Your objective:
Repeat, please, only the lines from the top of the data down to the line with "- Enhanced URL"; include both of those lines.

============

PR #3286, opened 2025-05-07
fix(bal-4087): magic links not working when url leads to 404 page

ArtemLavrentii:
## Summary by CodeRabbit

- **New Features**
  - Improved handling of magic link authentication via token in the root route, including automatic sign-in and redirection when a token is present in the URL.
  - Enhanced URL normalization to ensure consistent language prefixing and removal of token parameters after authentication.
  - Applied root route loader logic to catch-all routes for consistent authentication and redirection behavior.

- **Bug Fixes**
  - Resolved issues where magic link authentication and token-based sign-in were not consistently handled on all routes, including catch-all paths.


apps/backoffice-v2/src/pages/Root/Root.loader.ts
```diff
@@ -1,9 +1,34 @@
...
-  return redirect(`/en${url.pathname === '/' ? '' : url.pathname}${url.search}`);
+  if (token) {
+    try {
+      await queryClient.fetchQuery(['magic-link-auth', token], ({ queryKey }) =>
+        magicLinkSignIn({ token: queryKey[1]! }),
+      );
+    } catch (e) {
+      console.error('Error using magic link', e);
+      return redirect(`/en/auth/sign-in`);
+    }
```
Omri-Levy, line 18: From what I remember fetchQuery itself won't throw an error.

ArtemLavrentii: I just checked it, and it does throw. 
image

Omri-Levy (approved):

PR #3289, opened 2025-05-08
feat(rule-engine): introduce AML_CHECK_V2 operator for enhanced AML checks

tomer-shvadron:
- Add AML_CHECK_V2 operator to validate adverse media, PEP, sanctions, and fitness probity
- Implement rule evaluation to return results based on the presence of AML hits
- Update TypeScript types and schemas to support new operator logic and helpers

## Summary by CodeRabbit

- **New Features**
  - Introduced a new AML_CHECK_V2 operator for advanced Anti-Money Laundering checks, supporting evaluation across multiple AML categories and entity roles.
  - Added support for helper functions (e.g., retrieving end user data) during rule evaluation, enabling more flexible and dynamic rule processing.

- **Bug Fixes**
  - Improved error handling and validation in AML-related operators.

- **Tests**
  - Added comprehensive tests for AML_CHECK_V2 and updated existing tests to utilize the new helpers context.

- **Chores**
  - Updated interfaces and service methods to support and propagate the helpers context throughout rule engine workflows.


packages/common/src/rule-engine/operators/aml-v2-check.ts
```diff
@@ -0,0 +1,92 @@
...
+    const mainRepresentativeEndUserId =
+      context?.entity?.data?.additionalInfo?.mainRepresentative?.ballerineEntityId;
+
+    const endUsers = await Promise.all(
+      [...ubosIds, ...directorsIds, mainRepresentativeEndUserId]
+        .filter(Boolean)
+        .map(endUserId => helpers.getEndUserById(endUserId)),
+    );
+
+    if (isEmpty(endUsers)) {
```
alonp99, line 51: Consider checking before the db call if there are and ids to check, and just return.

if there are some ID's but nothing returned from the database, something is wrong and you should trigger sentry or at least a log

packages/common/src/rule-engine/operators/aml-v2-check.ts
```diff
@@ -0,0 +1,92 @@
...
+      return false;
+    }
+
+    const hits: Array<z.infer<typeof EndUserAmlHitsSchema>> = endUsers
```
alonp99, line 56: Since we know all won't be on the user in the future, it's worth mentioning it in a comment here to help future dev thiking why this rule is not working or where the refactor should happen in this rule

packages/common/src/rule-engine/operators/aml-v2-check.ts
```diff
@@ -0,0 +1,92 @@
...
+      const result = amlOperator.dataValueSchema?.safeParse(data);
+
+      if (result && !result.success) {
+        return false;
+      }
+
+      const conditionResult = amlOperator.conditionValueSchema?.safeParse(conditionValue.value);
+
+      if ((conditionResult && !conditionResult.success) || !conditionResult?.data) {
+        return false; // TODO: throw explicit error
```
alonp99: ^

packages/common/src/rule-engine/operators/enums.ts
```diff
@@ -12,6 +12,7 @@ export const OPERATION = {
   IN_CASE_INSENSITIVE: 'IN_CASE_INSENSITIVE',
   NOT_IN: 'NOT_IN',
   AML_CHECK: 'AML_CHECK',
+  AML_CHECK_V2: 'AML_CHECK_V2',
```
alonp99, line 15: Do we need to migrate current v1 usage to v2?

alonp99 (approved):

packages/common/src/rule-engine/operators/enums.ts
tomer-shvadron: Will be done in BAL-4113

PR #3290, opened 2025-05-08
fix: reworked document update & fixed not persisted comment & reason

chesterkmr:
- Wrapped document updates in transaction
- Fixed bug where document `comment` & `decisionReason` were not persisted during decision update
- Fixed bug where next version of document contained `comment` of previous version

## Summary by CodeRabbit

- **Bug Fixes**
  - Ensured that comments are no longer carried over when creating a new document during a revision, resulting in new documents without inherited comments.

- **Refactor**
  - Improved transaction handling for document decision updates, ensuring all related operations are performed atomically and consistently.
  - Enhanced internal consistency by updating method signatures for better transaction management and batch processing of document decisions.

### DIFF
--- a/services/workflows-service/src/document/document.service.ts
+++ b/services/workflows-service/src/document/document.service.ts
@@ -53,6 +53,9 @@ import {
   EntitySchema,
   TParsedDocuments,
 } from './types';
+import { defaultPrismaTransactionOptions } from '@/prisma/prisma.util';
+import { beginTransactionIfNotExistCurry } from '@/prisma/prisma.util';
+import { PrismaService } from '@/prisma/prisma.service';
 
 @Injectable()
 export class DocumentService {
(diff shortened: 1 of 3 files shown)


services/workflows-service/src/document/document.service.ts
```diff
@@ -476,172 +492,231 @@ export class DocumentService {
...
     });
   }
 
-  private async persistDocumentDecisionInToContext(document: Document, projectId: TProjectId) {
-    if (!document.workflowRuntimeDataId) {
-      throw new BadRequestException(
-        `Document with id ${document.id} has no workflow runtime data id`,
-      );
-    }
+  private async persistDocumentDecisionInToContext(
```
tomer-shvadron:
```suggestion
  private async persistDocumentDecisionInContext(
```

tomer-shvadron (approved):

PR #3341, opened 2025-06-01
feat(rule-engine): add bank account verification operator

tomer-shvadron:
- Implement BankAccountVerification class for rule evaluation
- Update relevant enums and constants for integration
- Add unit tests for verifying rules based on bank account data

## Summary by CodeRabbit

- **New Features**
  - Introduced support for bank account verification rules, enabling evaluation of specific rule scores for account verification scenarios.

- **Tests**
  - Added comprehensive tests to verify correct behavior of bank account verification rule evaluation.

- **Documentation**
  - Updated schemas to include the new bank account verification operator for improved clarity in rule definitions.


tomer-shvadron:
Reminder: Update packages before merging

packages/common/src/rule-engine/operators/bank-account-verification.ts
```diff
@@ -0,0 +1,98 @@
...
+        }),
+      );
+
+    const result = bankAccountVerificationSchema.safeParse(data);
+
+    if (!result.success) {
+      throw new ValidationFailedError('Extract value', 'parsing failed', result.error);
+    }
+
+    if (result.data.requestType !== 'BAVCommercial-Standard') {
```
alonp99: It looks like its being reused so i would extract it to a const

packages/common/src/rule-engine/operators/bank-account-verification.ts
```diff
@@ -0,0 +1,98 @@
...
+        }),
+      )
+      .safeParse(result.data.rules);
+
+    if (!rulesResult.success) {
+      throw new ValidationFailedError('Extract value', 'parsing failed', rulesResult.error);
+    }
+
+    const rules = rulesResult.data.filter(rule =>
+      ['CMM1069', 'CMM1048', 'CMM1052'].includes(rule.ruleId),
```
alonp99: maybe also extract it to consts and leave a comment about what they say?

packages/common/src/rule-engine/operators/bank-account-verification.ts
tomer-shvadron: I didn't understand, what is reused? `requestType` serves no purpose before or after this line, same goes for the string

alonp99: the string, in tests

alonp99 (approved):

PR #3446, opened 2025-06-24
Bal 4393 document above 10mb failed to upload with no indicative

chesterkmr:


packages/ui/src/components/organisms/Form/DynamicForm/providers/ValidatorWrapper/ValidatorWrapper.tsx
```diff
@@ -11,28 +11,33 @@ export const ValidatorWrapper = <TValue extends object>({
   const { documents, files } = useDocumentsService();
 
   const valueWithFilesAndDocuments = useMemo(() => {
+    const filesFromDocuments = documents.reduce((acc, document) => {
+      const fileId = files.composeFileId({
+        type: document.type,
+        category: document.category,
+        entityType: document.businessId ? 'business' : 'ubo',
+        entityId: document.businessId ? document.businessId : document.endUserId!,
```
Omri-Levy, line 19: Please don't use ternary for similar checks, just because there's no business it does not indicate it's an end-user.

packages/ui/src/components/organisms/Form/DynamicForm/providers/ValidatorWrapper/ValidatorWrapper.tsx
```diff
@@ -11,28 +11,33 @@ export const ValidatorWrapper = <TValue extends object>({
...
+      });
+
+      if (!document.files?.[0]) {
+        return acc;
+      }
+
+      return {
+        ...acc,
+        [fileId]: new File([], document.files?.[0]?.name!, {
```
Omri-Levy, line 28: In general we should throw more errors or runtime validate over using null assertions.

packages/ui/src/components/organisms/Form/DynamicForm/validators/document-size/document-size-validator.ts
```diff
@@ -0,0 +1,61 @@
...
+const biteToMbInteger = (bite: number) => {
+  return bite / 1024 / 1024;
+};
+
+const isExceedsFileSize = (file: File, fileSizeLimit: number) => {
+  if (fileSizeLimit && file.size > fileSizeLimit) {
+    return true;
+  }
+
+  return false;
```
Omri-Levy, line 19:
```suggestion
  return fileSizeLimit && file.size > fileSizeLimit;
```

packages/ui/src/components/organisms/Form/DynamicForm/validators/document-size/document-size-validator.ts
```diff
@@ -0,0 +1,61 @@
...
+};
+
+export const documentSizeValidator: TValidator<
+  TDocument[],
+  IDocumentSizeValidatorParams,
+  TBaseValidators | 'documentSize',
+  IValidatorWrapperContext
+> = (value, params, schema, context) => {
```
Omri-Levy, line 27: Consider using params over positional arguments.

packages/ui/src/components/organisms/Form/DynamicForm/validators/document-size/document-size-validator.ts
```diff
@@ -0,0 +1,61 @@
...
+
+  if (isValueAnEntity(value)) {
+    const documentId = formatDocumentId({
+      type: schema.metadata?.element?.params?.template?.type,
+      category: schema.metadata?.element?.params?.template?.category,
+      entityType: 'ubo',
+      entityId: value.ballerineEntityId || value.__id!,
+    });
+
+    file = context?._files[documentId];
```
Omri-Levy, line 53: Didn't we remove properties like __id and __files?

packages/ui/src/components/organisms/Form/DynamicForm/fields/DocumentField/hooks/useDocumentUpload/useDocumentUpload.ts
```diff
@@ -51,6 +53,10 @@ export const useDocumentUpload = (
 
       setFile(file);
 
+      if (document) {
+        void deleteDocumentFiles(document.id);
```
Omri-Levy, line 57: Does this use react-query? How come it does not use the sync mutate?

Omri-Levy (approved):

packages/ui/src/components/organisms/Form/DynamicForm/providers/ValidatorWrapper/ValidatorWrapper.tsx
chesterkmr: This logic is taken from document-validator as reference for now. Currently i dont have any better approach. Reworking this means reworking other validator and its something that out of scope in current context.

packages/ui/src/components/organisms/Form/DynamicForm/validators/document-size/document-size-validator.ts
chesterkmr: Its something that added during runtime and used only for validation. Never gets to actual context.

packages/ui/src/components/organisms/Form/DynamicForm/fields/DocumentField/hooks/useDocumentUpload/useDocumentUpload.ts
chesterkmr: It uses react-query mutation under the hood yes, but in current case its more like side effect and doesnt need to be "sync" awaited

PR #3448, opened 2025-06-24
fix: replaced fuzzy search with exact search in dropdown

chesterkmr:


packages/ui/src/components/atoms/SearchableDropdown/SearchableDropdown.tsx
```diff
@@ -27,6 +27,10 @@ interface ISearchableDropdownProps {
   disablePortal?: boolean;
 }
 
+const strictFilter = (value: string, search: string) => {
+  return +value.toLowerCase().includes(search.toLowerCase());
```
Omri-Levy: If for some reason coercion to number is intentional please use the Number or parseInt namespaces.
```suggestion
  return Number(value.toLowerCase().includes(search.toLowerCase());
```

Omri-Levy (approved):

packages/ui/src/components/atoms/SearchableDropdown/SearchableDropdown.tsx
chesterkmr: Refactored, added comment.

============

Solution to this problem:
PR #3286, opened 2025-05-07
fix(bal-4087): magic links not working when url leads to 404 page

ArtemLavrentii:
## Summary by CodeRabbit

- **New Features**
  - Improved handling of magic link authentication via token in the root route, including automatic sign-in and redirection when a token is present in the URL.
  - Enhanced URL normalization to ensure consistent language prefixing and removal of token parameters after authentication.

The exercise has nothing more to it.